Most people don’t realize that all aspects of mental, emotional, and physical health are connected. In fact, many who suffer from OCD have been shown to have very low B12 and vitamin D levels. In fact, seriously low B12 levels can also cause psychiatric manifestations such as mania (or hypomania), hallucinations, delirium, and dementia.
If you follow a restrictive diet like veganism, or have gut absorption problems due to diseases such as Crohn’s, celiac, or IBS, consider asking your healthcare provider if they can run some bloodwork for you. It’s possible that the overanalysis and associated anxiety may be lessened via dietary changes or supplementation.
9. Stay present.
This cannot be emphasized enough. Nearly every case of overanalyzing revolves around things that could possibly happen in the future. This could pertain to job loss, health issues, relationship troubles, or countless other life aspects that we all fret over for the sake of our own stability.
The thing is, none of that is happening now.
What’s going on around you at the moment? Is the sun shining? Or is rain falling on leaves outside your window?
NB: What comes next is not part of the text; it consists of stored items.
PR #3981, opened 2024-06-04
App logs command

mssalemi:
Part of the LogStreaming Prototype project.

#gsd:39776

Fixes #0000 

### Measuring impact

### Checklist


packages/app/src/cli/services/app-logs/services/output-functions.ts
```diff
@@ -0,0 +1,111 @@
...
+  AppLogsPollingCommandErrorOutputFunction,
+} from '../types.js'
+import {writeAppLogsToFile} from '../write-app-logs.js'
+import {useConcurrentOutputContext} from '@shopify/cli-kit/node/ui/components'
+import {Response} from 'node-fetch'
+import {Writable} from 'stream'
+
+const POLLING_BACKOFF_INTERVAL_MS = 10000
+const ONE_MILLION = 1000000
+
```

Is agonizing over a text message worth missing valuable time spent with your lover that you’ll never get back again? Why are you choosing to spend precious moments picking something apart rather than using that time in a constructive or beautiful way?
If, 50 years from now, you look back on what’s happening in your life right now, what do you think you’d wish for more? That you’d spent more time with people you care about, doing things you love? Or that you had stared at your phone for an additional three hours, determining the motivations behind someone’s book recommendation?
Ultimately, try not to beat yourself up about overanalyzing. After all, it’s better to be a person who overthinks things on occasion than someone who hasn’t much going on upstairs. In fact, this can be immensely beneficial in the right circumstances, just like any other mental or emotional process.
Furthermore, it’s only by analysis (and the learning that goes along with it) that we can improve and adapt our life strategies for the best possible outcome.
The key is to use this ability when the situation calls for it and then be able to put that ability back into your tool chest when you don’t need it. For example, hypervigilance is great if you’re sailing or hunting, but it isn’t ideal when you’re being intimate or trying to sleep.
Stay present, focus on what’s important, and find a good therapist if you need one. You can and will get past this, and thrive as a result.